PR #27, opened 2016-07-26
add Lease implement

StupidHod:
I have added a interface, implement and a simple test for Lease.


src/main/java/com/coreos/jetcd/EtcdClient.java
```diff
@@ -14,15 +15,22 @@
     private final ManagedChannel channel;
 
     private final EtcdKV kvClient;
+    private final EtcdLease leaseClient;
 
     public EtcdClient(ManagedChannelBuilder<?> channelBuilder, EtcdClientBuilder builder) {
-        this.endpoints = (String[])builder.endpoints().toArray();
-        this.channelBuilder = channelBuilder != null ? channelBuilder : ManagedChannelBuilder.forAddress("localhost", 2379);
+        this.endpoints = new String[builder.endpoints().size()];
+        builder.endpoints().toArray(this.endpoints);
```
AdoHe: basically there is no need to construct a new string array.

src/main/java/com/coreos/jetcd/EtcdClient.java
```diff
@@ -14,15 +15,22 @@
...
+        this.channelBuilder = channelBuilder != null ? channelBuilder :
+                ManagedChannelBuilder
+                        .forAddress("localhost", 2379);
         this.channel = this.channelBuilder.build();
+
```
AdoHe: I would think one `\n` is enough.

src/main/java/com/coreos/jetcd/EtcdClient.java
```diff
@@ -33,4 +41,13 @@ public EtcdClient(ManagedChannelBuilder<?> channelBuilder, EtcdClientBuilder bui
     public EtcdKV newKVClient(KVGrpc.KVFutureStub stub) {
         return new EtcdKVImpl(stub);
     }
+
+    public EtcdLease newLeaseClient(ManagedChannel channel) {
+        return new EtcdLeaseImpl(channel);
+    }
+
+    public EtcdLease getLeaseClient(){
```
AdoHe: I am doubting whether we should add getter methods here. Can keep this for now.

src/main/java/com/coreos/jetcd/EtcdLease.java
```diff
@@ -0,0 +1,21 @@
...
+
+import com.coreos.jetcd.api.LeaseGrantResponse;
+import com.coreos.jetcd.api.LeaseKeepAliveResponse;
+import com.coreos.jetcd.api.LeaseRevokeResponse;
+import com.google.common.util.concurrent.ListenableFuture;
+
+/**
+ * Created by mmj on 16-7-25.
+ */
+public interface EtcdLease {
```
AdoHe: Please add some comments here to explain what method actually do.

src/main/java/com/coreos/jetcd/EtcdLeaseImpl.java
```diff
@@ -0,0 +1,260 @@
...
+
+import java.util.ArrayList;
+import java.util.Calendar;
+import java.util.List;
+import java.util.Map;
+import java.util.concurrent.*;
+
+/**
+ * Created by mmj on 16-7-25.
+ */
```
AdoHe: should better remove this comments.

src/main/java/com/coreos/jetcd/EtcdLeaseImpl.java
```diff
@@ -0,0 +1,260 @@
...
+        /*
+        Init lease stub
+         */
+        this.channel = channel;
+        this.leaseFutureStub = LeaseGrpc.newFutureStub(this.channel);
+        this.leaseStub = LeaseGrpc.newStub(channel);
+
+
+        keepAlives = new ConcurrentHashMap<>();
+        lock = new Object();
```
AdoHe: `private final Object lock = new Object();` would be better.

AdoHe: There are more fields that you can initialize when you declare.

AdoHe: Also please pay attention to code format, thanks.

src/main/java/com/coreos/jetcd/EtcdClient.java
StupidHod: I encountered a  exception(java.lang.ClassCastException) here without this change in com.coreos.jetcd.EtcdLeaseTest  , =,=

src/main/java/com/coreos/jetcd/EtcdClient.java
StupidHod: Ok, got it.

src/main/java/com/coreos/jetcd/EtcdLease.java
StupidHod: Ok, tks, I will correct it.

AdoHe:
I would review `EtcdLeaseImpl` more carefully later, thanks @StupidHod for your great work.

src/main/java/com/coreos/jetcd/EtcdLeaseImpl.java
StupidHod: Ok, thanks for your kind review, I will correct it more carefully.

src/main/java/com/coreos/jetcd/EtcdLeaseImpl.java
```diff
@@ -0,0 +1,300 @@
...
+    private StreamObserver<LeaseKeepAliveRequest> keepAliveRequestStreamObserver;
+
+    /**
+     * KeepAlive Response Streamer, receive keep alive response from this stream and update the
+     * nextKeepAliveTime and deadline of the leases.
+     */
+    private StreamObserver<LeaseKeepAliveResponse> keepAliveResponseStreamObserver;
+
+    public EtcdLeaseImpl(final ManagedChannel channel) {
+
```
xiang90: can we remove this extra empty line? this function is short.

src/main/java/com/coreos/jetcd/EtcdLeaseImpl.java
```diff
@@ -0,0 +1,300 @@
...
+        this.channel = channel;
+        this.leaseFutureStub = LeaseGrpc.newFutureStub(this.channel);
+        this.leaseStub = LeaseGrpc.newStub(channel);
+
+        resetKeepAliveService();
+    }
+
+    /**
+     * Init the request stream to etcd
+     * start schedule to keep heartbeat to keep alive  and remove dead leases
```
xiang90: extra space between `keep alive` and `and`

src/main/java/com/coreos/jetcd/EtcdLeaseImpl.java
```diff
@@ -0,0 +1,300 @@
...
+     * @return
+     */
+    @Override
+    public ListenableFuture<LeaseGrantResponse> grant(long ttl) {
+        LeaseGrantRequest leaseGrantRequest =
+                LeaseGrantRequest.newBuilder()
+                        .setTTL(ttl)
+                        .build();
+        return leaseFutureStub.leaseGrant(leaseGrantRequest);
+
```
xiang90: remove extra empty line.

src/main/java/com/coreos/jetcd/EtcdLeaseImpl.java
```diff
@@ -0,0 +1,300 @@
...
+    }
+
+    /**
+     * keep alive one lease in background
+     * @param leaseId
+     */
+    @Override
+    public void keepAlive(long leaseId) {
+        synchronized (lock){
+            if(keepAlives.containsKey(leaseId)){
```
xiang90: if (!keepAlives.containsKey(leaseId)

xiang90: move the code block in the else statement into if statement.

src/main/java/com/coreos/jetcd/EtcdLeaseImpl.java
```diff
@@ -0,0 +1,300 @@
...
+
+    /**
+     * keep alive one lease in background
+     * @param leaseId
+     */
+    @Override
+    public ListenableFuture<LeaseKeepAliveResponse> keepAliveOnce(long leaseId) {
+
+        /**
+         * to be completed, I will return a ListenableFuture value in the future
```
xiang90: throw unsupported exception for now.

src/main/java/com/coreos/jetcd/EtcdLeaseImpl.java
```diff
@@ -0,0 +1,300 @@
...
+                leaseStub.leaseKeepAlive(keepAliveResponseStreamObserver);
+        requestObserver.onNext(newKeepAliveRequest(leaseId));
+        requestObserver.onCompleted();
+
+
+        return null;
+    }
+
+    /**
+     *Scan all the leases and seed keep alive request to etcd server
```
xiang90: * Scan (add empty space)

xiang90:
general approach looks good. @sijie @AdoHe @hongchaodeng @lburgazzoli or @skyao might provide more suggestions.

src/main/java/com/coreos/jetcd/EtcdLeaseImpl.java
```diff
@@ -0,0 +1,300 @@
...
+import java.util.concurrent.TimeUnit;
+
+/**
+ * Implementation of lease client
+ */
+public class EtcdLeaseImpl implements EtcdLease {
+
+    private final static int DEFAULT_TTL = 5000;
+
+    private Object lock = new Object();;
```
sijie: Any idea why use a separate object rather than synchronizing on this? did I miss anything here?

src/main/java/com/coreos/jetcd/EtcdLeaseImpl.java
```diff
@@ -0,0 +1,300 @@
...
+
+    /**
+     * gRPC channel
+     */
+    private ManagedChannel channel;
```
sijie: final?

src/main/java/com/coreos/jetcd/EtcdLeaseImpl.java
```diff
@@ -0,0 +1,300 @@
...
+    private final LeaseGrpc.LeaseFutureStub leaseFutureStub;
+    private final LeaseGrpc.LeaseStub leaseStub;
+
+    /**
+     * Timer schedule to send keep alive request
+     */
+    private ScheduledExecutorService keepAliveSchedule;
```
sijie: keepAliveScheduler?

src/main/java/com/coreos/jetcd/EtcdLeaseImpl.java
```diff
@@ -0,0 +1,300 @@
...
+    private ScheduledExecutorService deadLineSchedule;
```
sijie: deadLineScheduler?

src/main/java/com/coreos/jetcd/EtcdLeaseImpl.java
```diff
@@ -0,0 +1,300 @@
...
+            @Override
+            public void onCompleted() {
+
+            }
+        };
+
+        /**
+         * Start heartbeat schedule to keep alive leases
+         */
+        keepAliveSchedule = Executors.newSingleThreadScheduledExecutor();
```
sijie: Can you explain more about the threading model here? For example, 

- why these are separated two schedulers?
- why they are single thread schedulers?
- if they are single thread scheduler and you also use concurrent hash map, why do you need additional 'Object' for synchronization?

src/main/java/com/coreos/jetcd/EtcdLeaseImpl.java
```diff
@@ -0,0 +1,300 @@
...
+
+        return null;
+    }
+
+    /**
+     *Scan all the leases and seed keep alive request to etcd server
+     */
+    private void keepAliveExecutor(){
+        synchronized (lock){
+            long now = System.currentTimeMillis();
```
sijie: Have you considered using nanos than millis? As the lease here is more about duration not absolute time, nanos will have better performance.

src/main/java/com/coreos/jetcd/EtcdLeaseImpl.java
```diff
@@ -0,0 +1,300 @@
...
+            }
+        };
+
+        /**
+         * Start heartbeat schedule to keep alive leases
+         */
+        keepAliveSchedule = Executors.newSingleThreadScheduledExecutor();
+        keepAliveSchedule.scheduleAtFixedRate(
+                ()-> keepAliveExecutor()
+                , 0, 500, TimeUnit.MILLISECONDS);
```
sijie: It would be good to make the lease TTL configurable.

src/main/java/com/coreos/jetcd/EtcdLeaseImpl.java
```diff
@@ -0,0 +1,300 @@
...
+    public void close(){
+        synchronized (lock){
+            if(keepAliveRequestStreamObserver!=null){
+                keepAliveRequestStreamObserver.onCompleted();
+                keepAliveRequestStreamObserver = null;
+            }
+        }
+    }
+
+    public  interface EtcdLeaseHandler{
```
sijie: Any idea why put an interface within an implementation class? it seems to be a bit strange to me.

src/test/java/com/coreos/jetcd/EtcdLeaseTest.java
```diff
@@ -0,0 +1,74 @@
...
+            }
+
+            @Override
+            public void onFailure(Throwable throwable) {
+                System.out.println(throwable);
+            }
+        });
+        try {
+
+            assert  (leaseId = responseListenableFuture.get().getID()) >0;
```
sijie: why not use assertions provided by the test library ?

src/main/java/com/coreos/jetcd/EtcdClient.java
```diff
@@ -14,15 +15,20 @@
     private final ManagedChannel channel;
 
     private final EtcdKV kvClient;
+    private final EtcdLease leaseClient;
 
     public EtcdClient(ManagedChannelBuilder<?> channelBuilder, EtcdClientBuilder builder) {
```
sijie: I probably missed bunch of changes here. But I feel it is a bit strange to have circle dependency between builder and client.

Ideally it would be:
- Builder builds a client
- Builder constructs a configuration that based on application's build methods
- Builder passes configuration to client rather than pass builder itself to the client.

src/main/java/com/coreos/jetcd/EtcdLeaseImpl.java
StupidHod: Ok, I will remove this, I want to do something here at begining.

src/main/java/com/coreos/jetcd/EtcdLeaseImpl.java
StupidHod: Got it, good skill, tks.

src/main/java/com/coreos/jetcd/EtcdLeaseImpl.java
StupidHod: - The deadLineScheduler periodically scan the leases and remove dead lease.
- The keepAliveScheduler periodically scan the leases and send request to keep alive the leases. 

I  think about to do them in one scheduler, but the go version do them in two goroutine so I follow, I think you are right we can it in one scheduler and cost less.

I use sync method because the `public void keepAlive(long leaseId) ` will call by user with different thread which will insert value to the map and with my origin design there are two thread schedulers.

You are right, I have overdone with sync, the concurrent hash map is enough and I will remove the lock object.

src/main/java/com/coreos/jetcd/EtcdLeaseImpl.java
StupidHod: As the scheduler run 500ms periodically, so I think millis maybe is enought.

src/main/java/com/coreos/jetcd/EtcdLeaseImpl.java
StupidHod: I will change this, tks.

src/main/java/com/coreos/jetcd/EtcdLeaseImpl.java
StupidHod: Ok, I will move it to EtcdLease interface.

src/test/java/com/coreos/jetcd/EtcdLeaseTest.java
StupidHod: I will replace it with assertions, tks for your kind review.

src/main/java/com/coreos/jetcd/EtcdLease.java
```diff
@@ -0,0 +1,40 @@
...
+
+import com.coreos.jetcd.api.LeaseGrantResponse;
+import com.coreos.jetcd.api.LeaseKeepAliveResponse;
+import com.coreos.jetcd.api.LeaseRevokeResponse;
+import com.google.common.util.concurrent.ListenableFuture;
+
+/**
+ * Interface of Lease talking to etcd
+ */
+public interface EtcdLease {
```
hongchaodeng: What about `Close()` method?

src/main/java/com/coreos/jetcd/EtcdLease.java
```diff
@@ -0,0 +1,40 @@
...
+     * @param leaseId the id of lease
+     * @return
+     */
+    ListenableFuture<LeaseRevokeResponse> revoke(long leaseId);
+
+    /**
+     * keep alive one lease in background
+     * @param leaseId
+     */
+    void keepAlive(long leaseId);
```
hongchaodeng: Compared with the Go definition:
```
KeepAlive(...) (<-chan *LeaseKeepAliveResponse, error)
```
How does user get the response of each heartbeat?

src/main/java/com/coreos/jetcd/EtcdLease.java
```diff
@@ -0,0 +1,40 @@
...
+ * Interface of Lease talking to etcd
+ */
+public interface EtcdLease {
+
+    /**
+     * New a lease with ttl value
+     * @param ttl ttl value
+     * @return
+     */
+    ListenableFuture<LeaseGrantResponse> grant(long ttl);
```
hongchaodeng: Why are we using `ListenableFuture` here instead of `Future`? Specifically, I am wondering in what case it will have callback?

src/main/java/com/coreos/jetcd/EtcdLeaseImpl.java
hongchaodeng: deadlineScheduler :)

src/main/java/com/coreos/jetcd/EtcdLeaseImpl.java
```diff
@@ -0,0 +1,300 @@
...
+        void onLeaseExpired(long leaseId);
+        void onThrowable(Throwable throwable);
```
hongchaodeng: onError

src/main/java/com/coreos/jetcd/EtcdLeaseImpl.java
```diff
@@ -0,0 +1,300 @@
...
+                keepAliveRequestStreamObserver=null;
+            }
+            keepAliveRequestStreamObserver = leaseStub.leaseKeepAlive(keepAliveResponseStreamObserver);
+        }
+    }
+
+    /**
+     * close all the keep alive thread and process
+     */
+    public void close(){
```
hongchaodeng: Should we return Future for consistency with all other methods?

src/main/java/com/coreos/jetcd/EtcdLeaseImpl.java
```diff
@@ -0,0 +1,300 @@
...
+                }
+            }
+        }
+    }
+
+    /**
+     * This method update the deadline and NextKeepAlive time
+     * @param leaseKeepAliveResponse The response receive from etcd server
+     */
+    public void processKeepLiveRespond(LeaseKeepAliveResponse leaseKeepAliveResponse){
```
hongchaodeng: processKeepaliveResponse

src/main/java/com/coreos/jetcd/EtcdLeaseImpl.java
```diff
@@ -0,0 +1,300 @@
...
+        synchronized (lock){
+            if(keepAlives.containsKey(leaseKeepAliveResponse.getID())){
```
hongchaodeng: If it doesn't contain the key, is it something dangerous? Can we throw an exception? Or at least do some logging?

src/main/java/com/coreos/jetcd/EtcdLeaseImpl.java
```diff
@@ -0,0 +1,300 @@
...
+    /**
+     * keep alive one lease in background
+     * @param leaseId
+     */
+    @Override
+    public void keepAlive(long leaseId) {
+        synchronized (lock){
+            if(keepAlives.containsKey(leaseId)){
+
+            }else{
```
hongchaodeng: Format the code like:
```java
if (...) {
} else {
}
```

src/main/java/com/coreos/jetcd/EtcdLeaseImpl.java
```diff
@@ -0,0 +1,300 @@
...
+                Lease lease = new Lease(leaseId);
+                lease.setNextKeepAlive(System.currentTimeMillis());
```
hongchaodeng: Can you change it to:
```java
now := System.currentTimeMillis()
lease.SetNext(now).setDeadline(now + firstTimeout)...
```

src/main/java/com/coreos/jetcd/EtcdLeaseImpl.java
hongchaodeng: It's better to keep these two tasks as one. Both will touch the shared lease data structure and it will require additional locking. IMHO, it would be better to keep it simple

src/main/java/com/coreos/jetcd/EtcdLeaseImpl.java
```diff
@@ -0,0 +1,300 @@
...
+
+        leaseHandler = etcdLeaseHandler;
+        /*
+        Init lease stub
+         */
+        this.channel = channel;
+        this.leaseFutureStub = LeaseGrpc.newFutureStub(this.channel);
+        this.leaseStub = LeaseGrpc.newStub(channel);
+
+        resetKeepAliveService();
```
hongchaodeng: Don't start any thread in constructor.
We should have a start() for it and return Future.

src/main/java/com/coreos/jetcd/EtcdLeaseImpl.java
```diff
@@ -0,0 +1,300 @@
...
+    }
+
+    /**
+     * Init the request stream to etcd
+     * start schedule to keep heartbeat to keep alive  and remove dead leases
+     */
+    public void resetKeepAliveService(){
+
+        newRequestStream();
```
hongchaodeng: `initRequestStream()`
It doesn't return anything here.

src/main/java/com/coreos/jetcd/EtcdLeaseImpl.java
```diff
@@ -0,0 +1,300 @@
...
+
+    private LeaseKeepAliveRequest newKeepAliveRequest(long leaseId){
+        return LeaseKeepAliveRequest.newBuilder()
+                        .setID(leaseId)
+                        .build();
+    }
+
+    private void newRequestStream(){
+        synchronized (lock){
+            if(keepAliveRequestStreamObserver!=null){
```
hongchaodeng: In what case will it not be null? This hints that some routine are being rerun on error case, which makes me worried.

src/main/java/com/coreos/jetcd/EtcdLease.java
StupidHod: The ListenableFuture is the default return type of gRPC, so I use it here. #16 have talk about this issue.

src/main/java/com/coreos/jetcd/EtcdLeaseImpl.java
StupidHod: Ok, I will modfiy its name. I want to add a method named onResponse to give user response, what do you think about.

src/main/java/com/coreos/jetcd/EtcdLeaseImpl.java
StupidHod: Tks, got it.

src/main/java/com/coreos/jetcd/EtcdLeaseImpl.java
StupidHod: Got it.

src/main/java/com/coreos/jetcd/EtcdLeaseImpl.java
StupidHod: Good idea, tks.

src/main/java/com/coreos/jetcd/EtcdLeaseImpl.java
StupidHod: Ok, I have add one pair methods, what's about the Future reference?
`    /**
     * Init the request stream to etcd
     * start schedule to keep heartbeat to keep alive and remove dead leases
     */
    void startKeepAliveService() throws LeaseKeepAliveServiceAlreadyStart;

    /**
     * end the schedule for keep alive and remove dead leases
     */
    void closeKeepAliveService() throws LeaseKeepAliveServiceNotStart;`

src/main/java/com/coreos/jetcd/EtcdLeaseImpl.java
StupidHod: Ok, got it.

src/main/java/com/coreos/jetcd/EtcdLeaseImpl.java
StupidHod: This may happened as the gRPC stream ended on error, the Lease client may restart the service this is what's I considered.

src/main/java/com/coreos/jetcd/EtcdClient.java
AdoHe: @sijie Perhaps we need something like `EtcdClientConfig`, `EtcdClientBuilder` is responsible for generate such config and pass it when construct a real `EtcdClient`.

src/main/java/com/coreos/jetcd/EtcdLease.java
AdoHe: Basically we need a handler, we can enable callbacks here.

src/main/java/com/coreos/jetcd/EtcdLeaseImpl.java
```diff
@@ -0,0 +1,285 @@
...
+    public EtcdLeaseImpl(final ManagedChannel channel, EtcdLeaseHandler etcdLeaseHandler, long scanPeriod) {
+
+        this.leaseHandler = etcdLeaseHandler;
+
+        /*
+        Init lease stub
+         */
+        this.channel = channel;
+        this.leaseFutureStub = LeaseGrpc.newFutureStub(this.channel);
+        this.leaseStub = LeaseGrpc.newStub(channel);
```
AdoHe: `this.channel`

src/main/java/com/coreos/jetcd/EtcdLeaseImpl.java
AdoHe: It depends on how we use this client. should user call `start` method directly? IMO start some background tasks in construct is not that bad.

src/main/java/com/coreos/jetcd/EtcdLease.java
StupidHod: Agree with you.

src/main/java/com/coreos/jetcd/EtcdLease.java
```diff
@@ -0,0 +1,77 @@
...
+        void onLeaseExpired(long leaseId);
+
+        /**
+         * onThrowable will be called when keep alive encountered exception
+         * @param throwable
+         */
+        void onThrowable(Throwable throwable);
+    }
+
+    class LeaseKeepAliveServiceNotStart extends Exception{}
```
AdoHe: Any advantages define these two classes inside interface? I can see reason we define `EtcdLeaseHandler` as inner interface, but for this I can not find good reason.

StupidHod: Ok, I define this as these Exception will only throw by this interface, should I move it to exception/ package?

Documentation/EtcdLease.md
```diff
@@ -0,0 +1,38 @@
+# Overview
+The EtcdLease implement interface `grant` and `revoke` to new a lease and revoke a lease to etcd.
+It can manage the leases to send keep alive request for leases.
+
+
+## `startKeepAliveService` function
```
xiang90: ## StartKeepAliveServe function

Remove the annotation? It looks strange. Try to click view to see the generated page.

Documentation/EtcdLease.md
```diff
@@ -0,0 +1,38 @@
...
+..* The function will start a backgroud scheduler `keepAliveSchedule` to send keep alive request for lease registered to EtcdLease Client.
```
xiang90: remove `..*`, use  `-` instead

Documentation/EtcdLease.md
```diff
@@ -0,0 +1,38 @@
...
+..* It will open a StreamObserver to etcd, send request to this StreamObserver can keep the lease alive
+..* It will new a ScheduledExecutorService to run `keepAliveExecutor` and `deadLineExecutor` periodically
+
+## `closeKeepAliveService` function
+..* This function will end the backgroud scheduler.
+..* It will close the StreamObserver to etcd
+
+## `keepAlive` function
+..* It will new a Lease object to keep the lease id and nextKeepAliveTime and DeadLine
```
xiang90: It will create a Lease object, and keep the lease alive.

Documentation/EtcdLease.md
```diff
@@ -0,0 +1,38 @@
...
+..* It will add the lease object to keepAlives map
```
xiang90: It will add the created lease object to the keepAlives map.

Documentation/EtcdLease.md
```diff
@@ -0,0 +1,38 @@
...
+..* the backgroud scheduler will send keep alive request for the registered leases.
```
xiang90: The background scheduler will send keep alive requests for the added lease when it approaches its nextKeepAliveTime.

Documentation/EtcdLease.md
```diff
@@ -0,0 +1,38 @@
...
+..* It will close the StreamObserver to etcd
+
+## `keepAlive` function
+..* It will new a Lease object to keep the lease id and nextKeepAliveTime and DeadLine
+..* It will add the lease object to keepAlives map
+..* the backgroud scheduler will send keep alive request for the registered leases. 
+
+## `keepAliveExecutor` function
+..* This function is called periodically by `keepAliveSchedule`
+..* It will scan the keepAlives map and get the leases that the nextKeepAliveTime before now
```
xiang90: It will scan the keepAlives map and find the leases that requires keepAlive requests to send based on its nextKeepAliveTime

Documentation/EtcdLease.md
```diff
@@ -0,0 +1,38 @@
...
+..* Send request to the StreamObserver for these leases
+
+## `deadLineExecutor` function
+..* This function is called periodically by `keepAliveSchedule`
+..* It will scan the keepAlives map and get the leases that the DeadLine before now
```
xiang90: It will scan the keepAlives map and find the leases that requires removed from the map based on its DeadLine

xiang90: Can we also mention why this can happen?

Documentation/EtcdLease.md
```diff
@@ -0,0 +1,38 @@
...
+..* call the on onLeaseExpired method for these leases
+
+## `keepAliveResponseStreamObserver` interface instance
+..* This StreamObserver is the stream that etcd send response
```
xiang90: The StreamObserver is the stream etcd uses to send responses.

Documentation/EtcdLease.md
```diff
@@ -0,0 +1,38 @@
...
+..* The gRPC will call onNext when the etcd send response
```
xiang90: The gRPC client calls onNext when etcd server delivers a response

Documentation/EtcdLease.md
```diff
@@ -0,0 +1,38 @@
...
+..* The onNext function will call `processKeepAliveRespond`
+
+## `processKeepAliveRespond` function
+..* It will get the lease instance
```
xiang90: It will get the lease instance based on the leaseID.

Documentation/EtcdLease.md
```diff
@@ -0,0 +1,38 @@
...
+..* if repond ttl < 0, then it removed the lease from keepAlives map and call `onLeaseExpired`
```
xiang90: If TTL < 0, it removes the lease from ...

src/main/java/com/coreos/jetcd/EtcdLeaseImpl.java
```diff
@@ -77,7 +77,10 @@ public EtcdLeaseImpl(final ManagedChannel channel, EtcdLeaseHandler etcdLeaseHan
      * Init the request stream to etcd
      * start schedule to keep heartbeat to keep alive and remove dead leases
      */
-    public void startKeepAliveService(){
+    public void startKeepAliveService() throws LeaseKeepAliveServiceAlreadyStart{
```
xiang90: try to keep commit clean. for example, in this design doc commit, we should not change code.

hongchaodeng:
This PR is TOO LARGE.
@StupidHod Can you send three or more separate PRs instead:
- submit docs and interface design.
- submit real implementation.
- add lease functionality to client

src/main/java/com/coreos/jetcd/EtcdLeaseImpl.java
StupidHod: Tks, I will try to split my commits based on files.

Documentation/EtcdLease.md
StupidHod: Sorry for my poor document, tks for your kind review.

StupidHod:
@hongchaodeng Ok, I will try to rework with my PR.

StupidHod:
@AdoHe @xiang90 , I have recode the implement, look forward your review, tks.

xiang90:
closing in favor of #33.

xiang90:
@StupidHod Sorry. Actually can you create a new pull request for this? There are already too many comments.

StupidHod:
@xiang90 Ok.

> [Prompt]: Return every line from the entries that holds the string "LeaseKeepAliveServiceAlreadyStart".

> [Task response]:
    void startKeepAliveService() throws LeaseKeepAliveServiceAlreadyStart;
+    public void startKeepAliveService() throws LeaseKeepAliveServiceAlreadyStart{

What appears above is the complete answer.